Top of PROVIDED MATERIAL

PR #2803, opened 2021-07-09
2729: Add survey period granularity MEL-92

kael89:
### Issue #:
https://github.com/beyondessential/tupaia-backlog/issues/2729

The changes here are made with `tupaia` surveys in mind, but they should also work for `dhis` surveys. However, the following could/should addressed at some point if we are to use this feature for dhis surveys ("technical debt"):
1. Remove `survey.can_repeat` and use `period_granularity` instead (`undefined` would be used for repeating surveys). This would require all non-program DHIS2 surveys to use a period granularity.
2. Do not re-sync survey responses on `outdated` updates (can add a check in [DhisChangeValidator.getValidSurveyResponseUpdates](https://github.com/beyondessential/tupaia/blob/dev/packages/meditrak-server/src/dhis/DhisChangeValidator.js#L104)). Currently re-syncs will be triggered if any response field is updated, even unrelated ones eg `user_id`, `assessor_name`. We would also need to update the `markAsChanged` functionality to identify whether a response was specifically marked for DHIS2 re-sync - see https://github.com/beyondessential/tupaia/pull/2803#discussion_r666786765
3. Ensure that `outdated` is calculated in exactly the same way in our DB as in DHIS2. To my knowledge, the most recent survey response per day is generally the one returned when fetching analytics from DHIS2, but we would need to confirm that
    * this also supports non daily period granularities
    * the latest `end_time` is used per period (and not eg the latest sync time)
    * (super detail) all other things being equal, prefer responses which are already marked as `outdated`, or the ones with the highest id (this is the logic used in this PR as tiebreaker)

From all the above, we should probably skip 1 for now, and 3 may not be an issue in most cases


packages/meditrak-server/src/database/SurveyResponseChangeHandler/SurveyResponseChangeHandler.js
```diff
@@ -0,0 +1,76 @@
+/**
+ * Tupaia
+ * Copyright (c) 2017 - 2021 Beyond Essential Systems Pty Ltd
+ */
+
+import { OutdatedStatusUpdater } from './OutdatedStatusUpdater';
+
+const UPDATE_DEBOUNCE_TIME = 250; // wait 250ms after changes before updating, to avoid double-up
+
+export class SurveyResponseChangeHandler {
```
kael89, line 10: I'd like to get some feedback on this one: while the name of the class is generic, it currently only handles changes specifically related to keeping the `outdated` status up to date. This could change in the future though, by adding more handlers.

There is one more change handler that is currently defined in the [SurveyResponse.js](https://github.com/beyondessential/tupaia/blob/dev/packages/meditrak-server/src/database/models/SurveyResponse.js#L101) model but could (should?) be moved here. I've found the fact that notification handlers may be defined in multiple places confusing in the past.

Do you reckon this is fine as is or should we:
* a) move the notification from the model here, or
* b) leave the notification as is and rename this class to `SurveyResponseOutdatedStatusUpdater` or similar. I started with this approach but then changed it because I didn't like the class name, and I've found that ugly names may be an indication of wrong abstractions

packages/meditrak-server/src/tests/routes/importSurveyResponses/testOutdatedStatusUpdate.js
```diff
@@ -0,0 +1,114 @@
...
+    );
+
+    expect(response.statusCode).to.equal(200);
+
+    await models.database.waitForAllChangeHandlers();
+    // Statuses listed in the same order as the corresponding survey responses in the import spreadsheet
+    await assertOutdatedStatuses('Test_Yearly', [true, true, false, false, false, false]);
+    await assertOutdatedStatuses('Test_Monthly', [true, true, false, false, false, false]);
+    // Responses for non periodic surveys are never "outdated"
+    await assertOutdatedStatuses('Test_No_Granularity', [false, false, false, false, false, false]);
```
kael89, line 112: Just record creation tests here, since updates/deletes are tested in the corresponding `surveyResponse` routes (get/put/delete). Although given the significance of the import process in our ecosystem, it may be worth adding a few more cases here

packages/meditrak-server/src/tests/routes/surveyResponse/testOutdatedStatusUpdate.js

Bottom of PROVIDED MATERIAL

* [YOUR INSTRUCTIONS] Search the entries for the string "would" and copy each line where it occurs.

* [RESPONSE TO THE TASK]
1. Remove `survey.can_repeat` and use `period_granularity` instead (`undefined` would be used for repeating surveys). This would require all non-program DHIS2 surveys to use a period granularity.
2. Do not re-sync survey responses on `outdated` updates (can add a check in [DhisChangeValidator.getValidSurveyResponseUpdates](https://github.com/beyondessential/tupaia/blob/dev/packages/meditrak-server/src/dhis/DhisChangeValidator.js#L104)). Currently re-syncs will be triggered if any response field is updated, even unrelated ones eg `user_id`, `assessor_name`. We would also need to update the `markAsChanged` functionality to identify whether a response was specifically marked for DHIS2 re-sync - see https://github.com/beyondessential/tupaia/pull/2803#discussion_r666786765
3. Ensure that `outdated` is calculated in exactly the same way in our DB as in DHIS2. To my knowledge, the most recent survey response per day is generally the one returned when fetching analytics from DHIS2, but we would need to confirm that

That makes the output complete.